Опрос проводится после окончания рассказа по каждой картине. Проводить его после окончания всего исследования нецелесообразно, т. к. варианты и сюжеты перепутываются и необходимые моменты забываются. В то же время все, что можно, надо перенести на время после окончания рассказа, чтобы не прерывать испытуемого вопросами во время исследования. Если опрос получается длительным, то исследование надо прервать раньше, т. к. беседы на темы создаваемых картин-сюжетов сильно утомляют испытуемого, его дальнейшая работа над картинами становится непродуктивной.
В заключение следует напомнить, что опрос преследует только цель выяснения неточностей и неясностей, суггестивный же, руководящий характер опроса сводит на нет все результаты исследования.
Некоторые соображения по данным теста. Очень трудно определить, насколько сюжеты, продуцируемые испытуемым, следует считать продуктами фантазии и воображения и в какой мере они представляют собой привычные штампы. Однако нельзя считать, что в случае получения в виде продуцируемого материала большей частью штампов материал этот ничего не говорит о личности испытуемого, его установках и возможностях. В этом случае следует обратить внимание на то, какие именно штампы и в силу каких внутренних законов выбирает испытуемый. Такое ограничение штампа от существенного содержательного материала, а затем, по возможности, установление оснований и законов отбора штампов испытуемым и является одной из первых задач при анализе полученного материала.

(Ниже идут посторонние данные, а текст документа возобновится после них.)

PR #177, opened 2024-10-11
Trivial (random) man changes

evelikov:
- Document the rmmod behaviour, when a list of modules is provided
 - One silly regression when I've added BUGS section :sweat_smile: 
 - Couple of more fixes from the man page folks, that I've missed


lucasdemarchi:
Adding a fixup to the first commit. @evelikov does that look good?

lucasdemarchi:
Applied, thanks.

PR #179, opened 2024-10-15
Fix GCC sanitizer load ordering

evelikov:
Split from https://github.com/kmod-project/kmod/pull/172

Adjust the testsuite to properly preserve LD_PRELOAD and swap the ASAN_OPTIONS workaround, with LD_PRELOAD based wrapper.

Thus devs can use the sanitizers locally with zero setup. This exact same approach will be reused for clang based sanitizers.

### DIFF
--- a/testsuite/meson.build
+++ b/testsuite/meson.build
@@ -97,7 +97,8 @@ _testsuite = [
 foreach input : _testsuite
   test(
     input,
-    executable(
+    test_wrapper,
+    args : executable(
       input,
       files('@0@.c'.format(input)),
       include_directories : top_include,
--- a/.github/workflows/main.yml
+++ b/.github/workflows/main.yml
@@ -91,7 +91,7 @@ jobs:
 
       - name: test (meson)
         if: ${{ matrix.build == 'meson' }}
-        run: cd build && meson test
+        run: cd build && meson test || meson test --verbose
 
       - name: test (autotools)
         if: ${{ matrix.build == 'autotools' }}
@@ -123,4 +123,4 @@ jobs:
 
       - name: test (32bit) (meson)
         if: ${{ matrix.build == 'meson' && matrix.container.multilib == 'true' }}
-        run: cd build32 && meson test
+        run: cd build32 && meson test || meson test --verbose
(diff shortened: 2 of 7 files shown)


testsuite/meson.build
```diff
@@ -97,7 +97,8 @@ _testsuite = [
 foreach input : _testsuite
   test(
     input,
-    executable(
+    test_wrapper,
+    args : executable(
```
lucasdemarchi, line 101: couldn't *_OPTIONS checks be done in meson itself and then just set the env accordingly, possibly with `source`?
This way when calling the binaries outside of meson, the only thing we'd need is:

```
# once..
. scripts/sanitizer-env.sh

call tests how many times we want
```

rather than having to wrap the test call with the test-wrapper.sh for each invocation

lucasdemarchi: Ok, let's go with this version that works rather than trying to polish it too much. Thanks

lucasdemarchi: we may need to update the README in the testsuite. It used to be the case that we could just `make rootfs && <path/to/test>`, which is not the case anymore. Example:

Существенная содержательная сторона мышления (индивидуальное содержание сюжетов, продуцируемых испытуемым, – в отличие от штампов) представляет собой так называемую «специфическую психическую энергию», т. е. идет от побуждений, потребностей и аффектов человека. «Неспецифическая же психическая энергия» (в материале ТАТ это штампы) – характеризуется знаниями и сведениями, навыками, полученными и усвоенными в течение жизненного опыта человека. Положение это (о специфической и неспецифической психической энергии) и его применение при оценке материала, полученного при исследовании ТАТ, станет яснее, если вспомнить теорию о соотношении эмоций и памяти.

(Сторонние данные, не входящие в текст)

PR #180, opened 2024-10-15
Clang all the warnings

evelikov:
Split from https://github.com/kmod-project/kmod/pull/172

Bunch of fixes reported by clang
 - some corner-case arguments handling (insmod, rmmod)
 - implementation specific signed/unsigned promotion
 - undefined behaviour - incompatible function type, adding zero to a NULL

### DIFF
--- a/shared/array.c
+++ b/shared/array.c
@@ -69,10 +69,14 @@ int array_append(struct array *array, const void *element)
 int array_append_unique(struct array *array, const void *element)
 {
 	void **itr = array->array;
-	void **itr_end = itr + array->count;
-	for (; itr < itr_end; itr++)
-		if (*itr == element)
-			return -EEXIST;
+
+	if (array->count != 0) {
+		void **itr_end = itr + array->count;
+
+		for (; itr < itr_end; itr++)
+			if (*itr == element)
+				return -EEXIST;
+	}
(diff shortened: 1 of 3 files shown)


shared/array.c
```diff
@@ -66,10 +66,14 @@ int array_append(struct array *array, const void *element)
 int array_append_unique(struct array *array, const void *element)
 {
 	void **itr = array->array;
-	void **itr_end = itr + array->count;
-	for (; itr < itr_end; itr++)
-		if (*itr == element)
-			return -EEXIST;
+
+	if (itr) {
```
lucasdemarchi, line 70: that's a weird condition for what this is fixing. We should do nothing if array->count is 0, rather than do nothing if itr is NULL, which it never is.

shared/hash.c
```diff
@@ -61,9 +61,11 @@ void hash_free(struct hash *hash)
 		if (hash->free_value) {
 			struct hash_entry *entry, *entry_end;
 			entry = bucket->entries;
-			entry_end = entry + bucket->used;
-			for (; entry < entry_end; entry++)
-				hash->free_value((void *)entry->value);
+			if (entry) {
```
lucasdemarchi, line 64: ditto

PR #181, opened 2024-10-15
libkmod: Add another section size check

stoeckmann:
Make sure that section is actually large enough to hold a 32 bit value.


lucasdemarchi:
Applied, thanks.

PR #182, opened 2024-10-16
man/insmod: Fix style

stoeckmann:
Add missing newline for better formatting and to stay in sync with other options.


stoeckmann:
I've restarted reading the tools after all these changes of the last weeks, and insmod was one of the smaller ones. Spotted the error code regression and wanted to check the manual page if something's stated about these error cases like "I won't insert modules from stdin."

And while at it, spotted the missing line.

lucasdemarchi:
Applied, thanks.

PR #183, opened 2024-10-16
build: add builtin overflow checks to configure.ac

stoeckmann:
Without these, the build becomes quite noisy and doesn't add builtin functions even though they exist.


stoeckmann:
Relates to https://github.com/kmod-project/kmod/issues/162

Even though autotools are pretty much obsolete now, we can see all these warnings during build in GitHub CI. Let's fix it for now before removing autotools completely. Is there any idea when this will happen?

stoeckmann:
So let's not hurt the late adopters during v34 then. After all it would be a shame to see distributors running without our optimized size checks. :)

lucasdemarchi:
Applied, thanks.

PR #184, opened 2024-10-16
modinfo: Fix OOB access and signed integer overflow

stoeckmann:
It is possible to triger undefined behavior with modinfo and kernel modules with strings longer than INT_MAX.

Proof of Concept:

1. Create a kernel module with two identical parameter strings longer than INT_MAX
```
echo > poc.ko.zstd.b64 << EOF
KLUv/WQMACUDABJEDxiwqTEsiruIPi2K8lIhjb2jCJoqNBGye6f/TB1mYU1BDE5VVRidKvgRDbx+
z7nWdnfXipGZqRTiKSHJ8QQRIFDDLN0DQBC7N9CK2wH5OMI/9ESNlRPG764EZThEvvkU3Qg7Px9Z
EOF
base64 -d poc.ko.zstd.b64 | zstd -d > poc.ko
(echo -n "parm="; dd if=/dev/zero bs=4096 count=524288 | tr '\0' A; echo -en ":B\x00") >> poc.ko
(echo -n "parm="; dd if=/dev/zero bs=4096 count=524288 | tr '\0' A; echo -en ":B\x00") >> poc.ko
```
2. Run modinfo
```
modinfo -p poc.ko
```

Crashes on my system due to OOB access. Alternatively, compile with address sanitizer.

The second commit fixes signed integer overflow. You can trigger it by modifying the previous command and replace `parm=` with `parmx` or anything else which will turn the parameter key into an arbitrary key. Run modinfo without `-p` then. I recommend to compile with `-fsanitize=undefined` to see the issue.

### DIFF
--- a/tools/modinfo.c
+++ b/tools/modinfo.c
@@ -34,14 +34,19 @@ struct param {
 	int typelen;
 };
 
-static struct param *add_param(const char *name, int namelen, const char *param,
-			       int paramlen, const char *type, int typelen,
+static struct param *add_param(const char *name, size_t namelen, const char *param,
+			       size_t paramlen, const char *type, size_t typelen,
 			       struct param **list)
 {
 	struct param *it;
 
+	if (namelen > INT_MAX || paramlen > INT_MAX || typelen > INT_MAX) {
+		errno = EINVAL;
+		return NULL;
+	}
+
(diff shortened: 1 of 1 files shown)


lucasdemarchi:
Applied, thanks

Человек запоминает и удерживает в памяти (и даже в ее поверхностном слое, в состоянии готовности) прежде всего то, что его затрагивает эмоционально, материал, закрепляемый в памяти интересом и значимостью для человека. Это и связывает специфическую психическую энергию потребности с выбором, сделанным испытуемым из числа штампов в этом наборе.
Стоя на позициях различных теорий (психоаналитической, реалистической и др.), можно по-разному оценивать проявляющуюся в продуцируемых историях психическую энергию: как выражение неудовлетворенных потребностей и желаний, как комплексов личности, как защитную реакцию против опасностей и трудностей и т.д. Но как бы это ни называлось, выражение специфической психической энергии в норме всегда хорошо контролируется, у измененных или ригидных личностей контролируется слабо, а у лабильных, импульсивных личностей не контролируется, а непосредственно руководит и управляет их поведением. Этот последний случай большей частью встречается при психотике, меньший процент таких случаев мы наблюдаем при истероидном строе личности и психопатических личностях.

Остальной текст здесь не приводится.